(EXERCISE DATA Opens)
PR #560, opened 2016-09-28
feat(universal): AOT support

steve8708:

- [ ] express-engine
- [ ] grunt-prerender
- [ ] gulp-prerender
- [ ] hapi-engine
- [ ] universal-next
- [x] universal
- [ ] webpack-prerender

Add AOT support for the UniversalModule

Compiling with `tsc` doesn't generate the necessary `*.metadata.json` files for AOT support. Additionally some code updates were required for `ngc` to properly transpile the universal source

Use `ngc` instead of `tsc` to transpile typescript.

No

* **Other information**:


steve8708:
Remaining work to do

* [ ] Remove `src/` from transpiled resulting code in dist
* [ ] Add back caching for gulp watch (there is no gulp-typescript equivalent of `ngc`, at this time just seems to be a command line utility, which is unfortunate as that allows no caching for things like `gulp watch`, but there may be a workaround by using some of the `@angular/compiler-cli` internal code similar to the implementation by @mgechev [here](https://github.com/mgechev/angular2-seed/blob/master/tools/tasks/seed/compile.ahead.prod.ts). Alternatively `ngc` could be used just for production builds and development could still use `gulp-typescript`. I'll look into both options and open to feedback for this as well
* [ ] Code cleanup

MarkPieszak:
Does this line work here for running it from gulp?
http://stackoverflow.com/questions/39340283/angular-2-ahead-of-time-compiler-with-gulp-typescript

var exec = require('child_process').exec;

```
gulp.task('task', function (cb) {
  exec('ngc -p "<path to your tsconfig.json>"', function (err, stdout, stderr) {
    console.log(stdout);
    console.log(stderr);
    cb(err);
  });
});
```

steve8708:
@MarkPieszak yeah that's exactly what I do in this PR, which totally works, just is not as efficient as `gulp-typescript` when in dev/watch mode since it transpiles your whole project on every change instead of just the changed file like universal did before

definitely not the end of the world, and if we're ok with that caveat then this PR should be good to go once I resolve the `src/` directory change (and address any other feedback)

gulpfile.ts
```diff
@@ -51,40 +49,22 @@ gulp.task('_test', () => {
...
-      .on('end', maybeDone);
-
-    function maybeDone() {
-      doneCount++;
-      if (doneCount === 2) {
-        resolve();
+    // TODO: better watch support to not transpile the whole project
+    // for single file changes, perhaps using similar implementation to
+    // this: https://github.com/mgechev/angular2-seed/blob/master/tools/tasks/seed/compile.ahead.prod.ts
+    child_process.exec('node_modules/.bin/ngc -p tsconfig.aot.json', (err) => {
```
steve8708: @MarkPieszak this is the line relevant to your comment regarding running ngc with gulp

gulpfile.ts
```diff
@@ -51,40 +49,30 @@ gulp.task('_test', () => {
...
   return new Promise((resolve) => {
-    var doneCount = 0;
-    output.js
-      .pipe(rename(buildUtils.stripSrcFromPath))
-      .pipe(replace(/\.\/src\//g, './'))
-      .pipe(gulp.dest('dist'))
-      .on('end', maybeDone),
-    output.dts
-      .pipe(rename(buildUtils.stripSrcFromPath))
-      .pipe(replace(/\.\/src\//g, './'))
```
gdi2290: we need to rename files still and remove the src folder

felipedrumond:
After migrating from RC4 to release, AoT support for Universal is what I'm waiting in order to drop the bundle sizes of my application by performing effective tree-shaking.

gulpfile.ts
steve8708: definitely will update 👍 

just working through a couple more issues when using ngc to compile an app depending on the universal compiled code and will get on getting the `src/` directly back out of the dist code 👌

gdi2290:
@steve8708 do you think we can pair on this sometime in the next few days? If you're busy I can also take over the PR

steve8708:
@gdi2290 happy to

I've currently got @qdouble's boilerplate running with universal AOT locally, so as of right now, everything is tested and working in this PR and the only update really blocking this PR (besides any review updates) is getting the src/ folder removed. 

I can add a quick and dirty script to remove the src folder and regex files to not refer to it, unless there is a more elegant way you have in mind (gulp certainly would be great if ngc supported gulp streams, or perhaps using a webpack build with `@ngtools/webpack` would be a more robust option worth considering). Happy to hear your input on that or let you run with it as you prefer

Definitely don't hesitate to pull this down and make any updates you like. Some of my findings that may be useful -
* sometimes ngc compiles but creates code that won't work (e.g. the @internal issue is only noticed when linking angular2-universal and running ngc in a parent repository that depends on universal, ngc will not be able to "find" anything marked `@internal` and won't compile, even if it's only within the angular2-universal source that ever references code tagged with `@internal` in comments). I've been using [this branch](https://github.com/qdouble/angular2webpack2-starter/compare/master...steve8708:aot-dirty?expand=1) to test out ngc from a parent repository while npm linkedin, as well as another one in a private repo that is much larger to test scenarios like this out
* ngc refuses to properly when using __internal_imports__, saying it can't find the necessary metadata. This doesn't seem right, but the only workaround that has worked this far is importing from file paths directly though I assume you are trying not to do this anymore given they were all replaced in by __internal_imports__ in you rc.5+ support PR(s)
* when importing from universal in parent repo's with aot you need to be sure to specify `import { /* ... */ } from 'angular2-unviersal/node' and `import { /* ... */ } from 'angular2-unviersal/browser' instead of just 'angular-universal'

Also feel free to ping me in the universal slack room (I'm @steve)

steve8708:
@gdi2290 this is now updated to properly remove the `src/` folder with gulp streams similar to how it was done before

I tried moving back to `__private_imports__` exactly as angular does internally but ngc refuses to compile saying that `[module] is not a StaticSymbol` just like in [this open issue](https://github.com/angular/angular/issues/11276). 

I'm created a reproducible case in that thread so the issue can be resolved with the compiler cli and we should be able to move back to using `__private_imports__` once it is

steve8708:
Actually, one last issue I've uncovered when hooking this up to a larger project

One small but odd interface incompatibility issue with a universal service that replaces a browser one in the DI when compiling with ngc. Aiming to have the issue resolved and this PR 100% ready to go sometime tomorrow

gdi2290:
kool, thanks looking forward to it

MarkPieszak:
@gdi2290 won't this be an issue? 
Wonder why it won't work with the private imports

```
+// Private imports
 +// Ngc does not compile properly when taking these from __private_imports__ but works
 +// as expected when importing from their full file path
 +import { KeyEventsPlugin } from '@angular/platform-browser/src/dom/events/key_events';
 +import { DomEventsPlugin } from '@angular/platform-browser/src/dom/events/dom_events';
 +import { HammerGesturesPlugin } from '@angular/platform-browser/src/dom/events/hammer_gestures';
 +import { DomSanitizerImpl } from '@angular/platform-browser/src/security/dom_sanitization_service';
 +import { DomRootRenderer } from '@angular/platform-browser/src/dom/dom_renderer';
 +import { SharedStylesHost, DomSharedStylesHost } from '@angular/platform-browser/src/dom/shared_styles_host';
```

tsconfig.aot.json
```diff
@@ -0,0 +1,74 @@
...
+    "removeComments": true,
+    "baseUrl": ".",
+    "emitDecoratorMetadata": true,
+    "experimentalDecorators": true,
+  	"sourceMap": true,
+    "inlineSources": true,
+    "rootDir": "./modules",
+  	"outDir": "compiled/ngc",
+    "pretty": true,
+    "stripInternal": true,
```
alexeagle: rather than remove all the `@internal` can you just set this false?

steve8708: @alexeagle this is spot on!

I didn't even notice this option, but setting it to false has resolved both the `@internal` and `__private_imports__` issues that were driving me crazy

thank you for the tip!

tsconfig.aot.json
```diff
@@ -0,0 +1,74 @@
+{
```
alexeagle: copy-pasta of this whole file is going to be a maintenance hassle. Why not just update tsconfig.json as needed?

steve8708: originally was because it was a convention I was seeing among other projects using aot, and later was because the files array and rootDir option were differnet for the aot config vs the general tsconfig (e.g. setting the rootDir to the "modules' directory and skipping other ts files like gulpfile.ts, etc)

I can update this by adding another pipe to the gulp stream though to remove the modules directory and reset the rootDir back to the way it was

will see if there are any other complications and if not I'll add another commit getting this back into the same file 👍

modules/express-engine/src/index.ts
```diff
@@ -1,6 +1,10 @@
 const fs = require('graceful-fs');
 
-import { platformUniversalDynamic } from 'angular2-universal';
+// TODO: TS can't find module 'angular2-universal/node' when using direct imports
```
alexeagle: If you use `paths`
```
      "angular2-universal/node": [
        "./modules/universal/src/node"
      ],
```

then you can go back to the import, and we still get type-checking

tsconfig.aot.json
alexeagle: I created the aot configuration (as a sibling block of `"compilerOptions"`) this way specifically to avoid proliferating the configuration...

I don't see why the rootDir, outDir, or files need to be different. Can't we compile the same way as before, but just call `ngc` rather than `tsc`?

modules/express-engine/src/index.ts
steve8708: Absolutely, but this unfortunately hasn't been behaving as expected. We already have that in our paths but ngc just doesn't seem to recognize it

In compiler of tsconfig.json (and tsconfig.aot.json) we have

```json
    "paths": {
      "angular2-express-engine": [
        "./modules/express-engine"
      ],
      "angular2-platform-node": [
        "./modules/platform-node"
      ],
      "angular2-universal/browser": [
        "./modules/universal/browser.ts"
      ],
      "angular2-universal/node": [
        "./modules/universal/node.ts"
      ],
      "angular2-universal": [
        "./modules/universal"
      ],
      "angular2-hapi-engine": [
        "./modules/hapi-engine/src/index.ts"
      ]
    }
```

but switching back to import from require always emits

```
[09:48:58] Error: Command failed: node_modules/.bin/ngc
Error: Error at /Users/steve/Projects/forks/universal/modules/express-engine/src/index.ts:3:42: Cannot find module 'angular2-universal/node'.
```

Unless perhaps I'm missing something obvious?

alexeagle:
replacing "./modules/universal/node.ts" with "./modules/universal/src/node"
is what I tried, and it fixes the type-check error with tsc

steve8708:
@alexeagle perfect, thanks!

steve8708:
worked perfectly 👍

tsconfig.aot.json
steve8708: in this case it's because transpiling before was done with `gulp-typescript` and the `rootDir` was set outside of the tsconfig.json file to be `modules` and that plugin didn't complain about having files outside of that directory in our `files` list (probably does some dynamic setting of typescript settings under the hood when you set the rootDir through that plugin, I'm guessing)

run tsc with rootDir: "modules" in tsconfig complains that you can't have files like gulpfile.ts outside of that directory, and excluding gulpfile.ts, etc from the tsconfig file removes it from IDEs like vscode from inheriting the correct type checking settings that we want

just pushed a commit that works around this problem by allowing ngc to transpile everything to a temporary directory, then pulling in just the "modules" folder of the ngc output and doing some post processing with gulp before writing the files to our dist directory and all works as expected 👌

steve8708:
@alexeagle somewhat yes but not really

we used to use `gulp-typescript` which was really nice as we could use gulp and caching, rather than recompile everything on every change including multiple read/write streams on the actual file system

but because ngc is CLI-only right now, it breaks those niceties and regardless we need to transpile the whole project to an intermediate directory and then have gulp read from that and stream like we usually do with processing to it's final destination in dist

in an ideal world there would be an equivalent (or compatible) ngc plugin like (or using) gulp-typescript and then our dev flow would be much nicer (and faster, esp. when file watching)

but in the meantime, this does work just fine and I'm hoping more tools than just the `ngc` CLI will be coming out shortly (e.g. I'm really exciting to see the `@ngtools/webpack` stuff Rob, etc have been working on)

steve8708:
Last issue still remains of interface incompatibilities that are unexpectedly difficult to resolve in the resulting ngfactory code. Pinged @alexeagle on slack to help look into it and made a workflow to reproduce the issue

Hopefully we'll get this resolved today and can merge this in!

steve8708:
Everything should now be ready and working, no major blockers on my end besides getting a test fixture in here to ensure no new code is added that is broken post-ngc-compile like the main angular repo does

PR #531, opened 2016-09-15
chore(test): add initial unit tests

devCrossNet:
* **Please check if the PR fulfills these requirements**
- [x] The commit message follows our guidelines: https://github.com/angular/universal/blob/master/CONTRIBUTING.md#commit-message-format
- [x] Tests for the changes have been added (for bug fixes / features)
- [ ] Docs have been added / updated (for bug fixes / features)

* **What modules are related to this pull-request**
- [ ] express-engine
- [ ] grunt-prerender
- [ ] gulp-prerender
- [ ] hapi-engine
- [ ] universal-next
- [x] universal
- [ ] webpack-prerender

* **What kind of change does this PR introduce?** (Bug fix, feature, docs update, ...)
adding possibility to run jasmine tests and some unit tests for platform-node

* **What is the current behavior?** (You can also link to an open issue here)
no tests

* **What is the new behavior (if this is a feature change)?**
some unit tests

* **Does this PR introduce a breaking change?** (What changes might users need to make in their application due to this PR?)
No

* **Other information**:

PR #567, opened 2016-09-30
fix(NodeDomRenderer): ensure attributes are string value

gdi2290:


gdi2290:
@jeffbcross can we merge this for now tests are done in another PR
https://github.com/angular/universal/pull/531

PR #571, opened 2016-10-03
chore(examples/webpack): config

gdi2290:


scott-wyatt:
It would be super useful to also have a working example with webpack-dev-server, I can't seem to get it working.

Issue #589, opened 2016-10-12
NodeConnection always set User-Agent to Angular 2 Universal


AlexYankee:
**Note: for support questions, please use one of these channels:** https://github.com/angular/universal/blob/master/CONTRIBUTING.md#question. This repository's issues are reserved for feature requests and bug reports. Also, **Preboot has moved** to https://github.com/angular/preboot - please make preboot-related issues there.

* **I'm submitting a ...**
- [x] bug report
- [ ] feature request
- [ ] support request => Please do not submit support request here, see note at the top of this template.

* **What modules are related to this Issue?**
- [ ] express-engine
- [ ] grunt-prerender
- [ ] gulp-prerender
- [ ] hapi-engine
- [ ] universal-next
- [x] universal
- [ ] webpack-prerender

* **Do you want to request a *feature* or report a *bug*?**
I'm reporting a bug in NodeConnection 

* **What is the current behavior?**
If no UserAgent header present, NodeConnection constructor populates it with "Angular 2 Universal". It assumes header name to be equal "User-Agent". In fact, Angular2 normalizes headers names to be lowercase - 'user-agent'. That makes UserAgent header to always be set to Angular 2 Universal, no matter was header provided or not. For User-Agent sensitive APIs (blocking bots etc) that can lead to the wrong behavior.

* **If the current behavior is a bug, please provide the steps to reproduce and if possible a minimal demo of the problem** by creating a github repo.

* **What is the expected behavior?**
NodeConnection doesn't override User-Agent header if provided

* **What is the motivation / use case for changing the behavior?**

* **Please tell us about your environment:**

- Angular version: 2.0.1
- Browser: all
- Language: TypeScript
- OS:  Mac OS X
- Platform: NodeJs

* **Other information** (e.g. detailed explanation, stacktraces, related issues, suggestions how to fix, links for us to have context, eg. stackoverflow, gitter, etc)

kuldeepkeshwar:
@AlexYankee you can check #525

gdi2290:
thanks, fix is in a PR here https://github.com/angular/universal/pull/594

PR #594, opened 2016-10-12
fix(node-http): correctly set user-agent with normalized value

gdi2290:
closes https://github.com/angular/universal/issues/589


gdi2290:
@MarkPieszak thanks

PR #596, opened 2016-10-17
fix(node-platform): provide ResourceLoader for Templates that aren't inlined

jkuri:
- [ ] add simple test for that fix

This adds fix that templates does not have to be inlined.
This PR still need discussion if it's available to use this without `moduleId: module.id` option to get relative paths to templates. After chatting with Patrick there might be an option to let AoT compiler inline all templates.

\cc @gdi2290

### DIFF
--- a/modules/platform-node/node-platform.ts
+++ b/modules/platform-node/node-platform.ts
@@ -42,11 +42,12 @@ import {
   NgZone,
   Compiler,
   CompilerFactory,
-  TestabilityRegistry
+  TestabilityRegistry,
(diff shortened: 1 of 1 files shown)


gdi2290:
AoT should be inlining the templates if it's not already. This is to solve for the case where you might be using SystemJS or something without inlining these resources

gdi2290:
can you update the branch to latest again.

jkuri:
@gdi2290 rebased.

demurgos:
Could you publish the version with the fix to npm ?

PR #610, opened 2016-10-25
fix(gulpfile): ngc cross-platform fix

### LINKED ISSUE #608: 'ngc' is not recognized as an internal or external command,
- **I'm submitting a ...**
- [X] bug report
- OS:  **Windows** (Note: works fine on MAC etc)

On Windows, the `gulp` command can't properly run and breaks on Build during the spawn childprocess exec of **`ngc`**.

Looking into alternatives to get it working cross-platform.

Worth looking into alternative ways of running _ngc_ such as the way @mgechev does it [here](https://github.com/mgechev/angular-seed/blob/faa9f1929c3ea4c16ebc60e1dad47913acb7db83/tools/tasks/seed/compile.ahead.prod.ts)
@steve8708

MarkPieszak:
Fixes #608

'ngc' is an unknown internal/external command. 

Cross-platform fix to get
Windows `gulp` working by running ngc command through npm scripts.

### DIFF
--- a/gulpfile.ts
+++ b/gulpfile.ts
@@ -58,7 +58,7 @@ gulp.task('build:no-clean', build);
 
 function build() {
   return new Promise((resolve, reject) => {
-    child_process.exec('node_modules/.bin/ngc', (err, stdout, stderr) => {
+    child_process.exec('npm run ngc', (err, stdout, stderr) => {
       if (err) {
         reject(err);
         return;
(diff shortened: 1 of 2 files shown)


gulpfile.ts
```diff
@@ -58,7 +58,7 @@ gulp.task('build:no-clean', build);
 
 function build() {
   return new Promise((resolve, reject) => {
-    child_process.exec('node_modules/.bin/ngc', (err, stdout, stderr) => {
+    child_process.exec('npm run ngc', (err, stdout, stderr) => {
```
steve8708: you may want to modify line 47 of this file as well as it should have the same bug in windows due to the path format being in unix style

gdi2290:
thanks!

PR #614, opened 2016-10-31
fix(node-document): create conditional for non html component

### LINKED ISSUE #347: Support rendering just a single component rather than a complete HTML document
As discussed, please add support for rendering just a single component element to an HTML string, instead of requiring the template to be an entire HTML document.

For example, instead of this:

```
ngUniversal.bootloader({
    ...,
    template: '<!DOCTYPE html>\n<html><head></head><body><app></app></body></html>'
})
```

... it should be possible to do this:

```
ngUniversal.bootloader({
    ...,
    template: '<app></app>'
})
```

Currently, Angular Universal automatically wraps the output in `<html>` etc even if it wasn't requested in the template. This feature is particuarly relevent when including Angular 2 server-side rendered content in an existing server-rendered page, e.g., on ASP.NET.

MarkPieszak:
Fixes #347

### DIFF
--- a/modules/platform-node/node-document.ts
+++ b/modules/platform-node/node-document.ts
@@ -26,17 +26,15 @@ export function parseDocument (documentHtml: string): any {
     throw new Error('parseDocument needs to be a string to be parsed correctly');
   }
(EXERCISE DATA Closes)
◆ **WHAT YOU HAVE TO DO**:
Set the entries down again exactly, beginning with their first line and ending with the line that contains "Does this line"; omit all other lines.

◆ **TASK OUTPUT**:
PR #560, opened 2016-09-28
feat(universal): AOT support

steve8708:

- [ ] express-engine
- [ ] grunt-prerender
- [ ] gulp-prerender
- [ ] hapi-engine
- [ ] universal-next
- [x] universal
- [ ] webpack-prerender

Add AOT support for the UniversalModule

Compiling with `tsc` doesn't generate the necessary `*.metadata.json` files for AOT support. Additionally some code updates were required for `ngc` to properly transpile the universal source

Use `ngc` instead of `tsc` to transpile typescript.

No

* **Other information**:


steve8708:
Remaining work to do

* [ ] Remove `src/` from transpiled resulting code in dist
* [ ] Add back caching for gulp watch (there is no gulp-typescript equivalent of `ngc`, at this time just seems to be a command line utility, which is unfortunate as that allows no caching for things like `gulp watch`, but there may be a workaround by using some of the `@angular/compiler-cli` internal code similar to the implementation by @mgechev [here](https://github.com/mgechev/angular2-seed/blob/master/tools/tasks/seed/compile.ahead.prod.ts). Alternatively `ngc` could be used just for production builds and development could still use `gulp-typescript`. I'll look into both options and open to feedback for this as well
* [ ] Code cleanup

MarkPieszak:
Does this line work here for running it from gulp?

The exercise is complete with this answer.